一聽到「天堂島遊戲」這五個字,米歇爾忍不住身軀一顫。
那個變态的遊戲,死亡率高達99.9%!
米歇爾怎麽可能派人去參加?
想了想,米歇爾突然靈機一動道:“最近參加天堂島遊戲的選手,也來越菜了吧?恐怖公您覺得呢?”
弗拉德聞言,忍不住搖頭道:“确實如此,選手越來越菜,我看他們玩遊戲都能睡着了!”
“哎,真想有個出色的選手,來讓我老人家高興高興啊!”
“恐怖公,我這裏有一個極其出色的選手,您要不要?”米歇爾·荷魯斯笑着道。
“誰?“弗拉德十三世好奇道。
“陳默!”米歇爾淡淡的吐出了兩個字。
“陳默?”恐怖公眉頭緊皺了起來。
“是,我承認,我是想利用您将陳默困死在天堂島,我有私心,我不否認。”
“但您也不是沒有好處啊!”
“想想看,陳默啊,大夏第一天王,号稱知曉過去未來的白龍王!如果您能把他抓來參加天堂島遊戲,那該有多有趣?”
“節目效果肯定爆炸啊!”
米歇爾笑着道。
恐怖公心中一動:“有點兒道理哈!迄今爲止,我的天堂島遊戲,還沒有這種人來參加過。”
“那行,你的條件,我答應了。”
米歇爾頓時松了口氣。
這個恐怖公平生不愛錢,不愛權,也不愛女人,就隻愛玩他自己發明的那個「天堂島遊戲」。
甚至恐怖公把那個遊戲看的比自己的命都重要!
用白龍王當選手的噱頭來吸引恐怖公出手,看來自己這一步是走對了。
離開之後。
米歇爾找到了安德森:
“古斯特先生,我需要你幫我抽取一點您女兒的羊水。”
安德森疑惑道:“要羊水做什麽?”
米歇爾淡笑道:“當然是給陳默做親子鑒定咯!”
“古斯特小姐,應該沒多久就生了吧?”
“如果陳默知道自己有這麽一個孩子在外面,肯定我說什麽他就答應什麽咯!”
“到時候,想弄死他,還不是輕而易舉?”
安德森抿了抿嘴唇,點頭答應了。
安德森帶着醫生來到戴安娜的房間,以檢查身體的名義,抽取她肚子裏的羊水。
此時戴安娜已經懷胎9個月,肚子已經很大了。
她穿着孕婦裝,在房間裏輕輕拍打着肚皮,哼唱着搖籃曲,渾身充滿了母性的光輝。
看到這一幕。
安德森心中閃過一絲不忍。
女兒變成這個樣子,全是他害的!
“或許,陳默死了,戴安娜就能死心吧?”
安德森心中暗道。
“抽羊水?我都快生了,你們抽羊水幹嘛?”戴安娜如同護犢子的貓咪一樣,瞬間警惕的炸了毛。
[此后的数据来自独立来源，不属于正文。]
PR #833, opened 2021-06-01
Explicitly require pyface>=7.2 since we use pyface.undo

aaronayres35:
This has actually been true since PR #507 

Adding it now simply to be more explicit


rahulporuri (approved):
LGTM

PR #837, opened 2021-06-01
Enable Release Candidate 5.2.0rc2

aaronayres35:
The merge commit from this PR will be tagged as the 5.2.0 release candidate (this time for real)

### DIFF
--- a/setup.py
+++ b/setup.py
@@ -24,7 +24,7 @@ from setuptools.command.install import install as base_install
 MAJOR = 5
 MINOR = 2
 MICRO = 0
-PRERELEASE = "rc1"
+PRERELEASE = "rc2"
 IS_RELEASED = True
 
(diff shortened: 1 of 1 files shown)


rahulporuri (commented):
This doesn't look right. We already have a commit in the `maint/5.2` branch which is an rc1 release. This needs to be an rc2 release because we shouldn't have two commits which mark the same version.

aaronayres35:
> This doesn't look right. We already have a commit in the `maint/5.2` branch which is an rc1 release. This needs to be an rc2 release because we shouldn't have two commits which mark the same version.

Ah okay I see, I wasn't thinking at a commit level, I was thinking since the tag for the other was removed we could simply tag this instead. I will update this to be `"rc2"`.

rahulporuri (approved):
LGTM

PR #839, opened 2021-06-05
Make Kiva compileable with Swig 4

### LINKED ISSUE #360: SWIG 4.0 appears to break the kiva.agg backend

jvkersch:
Fixes #360.

The Swig wrappers used a historic construct (using `_swig_setattr` instead of direct attribute assignment) that broke with the relase of Swig 4 (which removed `_swig_setattr`). 

There are a lot of historical oddities with the Swig wrappers (as is well-known); I didn't touch anything beyond the strictly necessary, expecting the Swig layer to go away with #414.

### DIFF
--- a/kiva/agg/src/font_type.i
+++ b/kiva/agg/src/font_type.i
@@ -84,7 +84,7 @@ def unicode_safe_init(self, _name="Arial", _size=12, _family=0, _style=0,
                                _encoding, _face_index, validate)
 
     self.this = obj
-    self.thisown = 1                
+    self.thisown = 1
 
 # This is a crappy way of overriding the constructor
 AggFontType.__init__ = unicode_safe_init
--- a/kiva/agg/src/font_type.i
+++ b/kiva/agg/src/font_type.i
@@ -82,8 +82,9 @@ def unicode_safe_init(self, _name="Arial", _size=12, _family=0, _style=0,
             _name = _name.decode()
     obj = _agg.new_AggFontType(_name, _size, _family, _style,
                                _encoding, _face_index, validate)
-    _swig_setattr(self, AggFontType, "this", obj)
-    _swig_setattr(self, AggFontType, "thisown", 1)
+
+    self.this = obj
+    self.thisown = 1                
 
 # This is a crappy way of overriding the constructor
 AggFontType.__init__ = unicode_safe_init
--- a/kiva/agg/src/graphics_context.i
+++ b/kiva/agg/src/graphics_context.i
@@ -362,12 +362,8 @@ namespace kiva {
                 # Apply base scale for a HiDPI context
                 _agg.GraphicsContextArray_scale_ctm(obj, base_pixel_scale, base_pixel_scale)
 
-                _swig_setattr(self, GraphicsContextArray, 'this', obj)
-                # swig 1.3.28 does not have real thisown, thisown is mapped
-                # to this.own() but with previous 'self.this=obj' an
-                # attribute 'own' error is raised. Does this workaround
-                # work with pre-1.3.28 swig?
-                _swig_setattr(self, GraphicsContextArray, 'thisown2', 1)
+                self.this = obj
+                self.thisown2 = 1
 
                 self.bmp_array = ary
                 self.base_scale = base_pixel_scale
--- a/kiva/agg/src/graphics_context.i
+++ b/kiva/agg/src/graphics_context.i
@@ -363,6 +363,10 @@ namespace kiva {
                 _agg.GraphicsContextArray_scale_ctm(obj, base_pixel_scale, base_pixel_scale)
 
                 self.this = obj
+                # swig 1.3.28 does not have real thisown, thisown is mapped
+                # to this.own() but with previous 'self.this=obj' an
+                # attribute 'own' error is raised. Does this workaround
+                # work with pre-1.3.28 swig?				
                 self.thisown2 = 1
 
                 self.bmp_array = ary
--- a/kiva/agg/tests/test_affine_matrix.py
+++ b/kiva/agg/tests/test_affine_matrix.py
@@ -31,7 +31,7 @@ class AffineMatrixTestCase(unittest.TestCase):
         try:
             agg.AffineMatrix(a)
         except (NotImplementedError, TypeError):
-            # NotImplementedError in Swig 3, TypeError in Swig 4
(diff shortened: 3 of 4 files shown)


aaronayres35 (approved):
LGTM (although it may be beneficial to have a pair of more SWIG-savvy eyes on this), thank you for this PR @jvkersch !

In an environment with swig 4 installed, if I comment out this line:
https://github.com/enthought/enable/blob/6e1c93e9df2a6e37eb79b92a81696ac757392dce/setup.py#L454
and I run `pip install -e .` on master things seems to work, however when running the test suite many tests fail with the `NameError: name '_swig_setattr' is not defined`.

Doing the same on this branch all the tests pass! 🎉 🙌  (aside from a couple failing with `ModuleNotFoundError: No module named 'celiagg'`, but that is orthogonal - they should be skipped if missing celiagg).

I did some digging in the swig release notes / changelog but struggled to find specific mentions about this.  These PRs seem _potentially_ relevant:
~https://github.com/swig/swig/pull/718~
https://github.com/swig/swig/pull/1261
https://github.com/swig/swig/commit/4301fa548d1e4b9a53811d766e86301b9d473d9d

TBH I do not have a great understanding on why `_swig_setattr` used to be needed.


Once this is merged, a follow up PR can be added to remove the recently added `verify_swig_version` in `setup.py`.  

~Additionally, given we have dropped support for python 2, I believe we should be passing the `-py3` flag as a swig option in setup.py? see https://github.com/swig/swig/issues/695~

kiva/agg/tests/test_affine_matrix.py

醫生解釋道:“古斯特小姐,這是生育前的例行檢查,放心,不會傷害到您和胎兒的。”
戴安娜扭頭看向安德森。
安德森點點頭勉強擠出一絲笑容。
戴安娜這才讓這些醫生動手了。
然而等醫生走後。
戴安娜拉住安德森的手,再次哀求道:“爸,放我出去吧!陳默現在已經不是天王了,還是個保釋的犯人,對基金會已經沒有威脅了!求求你讓我去見他吧!”
安德森一聽就氣不打一處來。
一咬牙,安德森交代了實話:“剛剛抽羊水,是要給陳默做親子鑒定的。第一使徒大人想用陳默的孩子爲誘餌,引誘他出國,然後殺了他,永絕後患!”
“好女兒,你就死了這條心吧!”
“以後爸爸肯定幫你找個更好的人家!”
“什麽?!”
戴安娜一聽,身體如遭雷擊一般,承受不住這個消息的打擊,瞬間昏厥了過去。
“醫生!!!醫生!!!”
安德森吓得急忙尖叫了起來。
還好,戴安娜很快被搶救過來了。
這一刻,安德森陷入了深深的自責中。
他不知道,這一步走的到底是對,還是錯。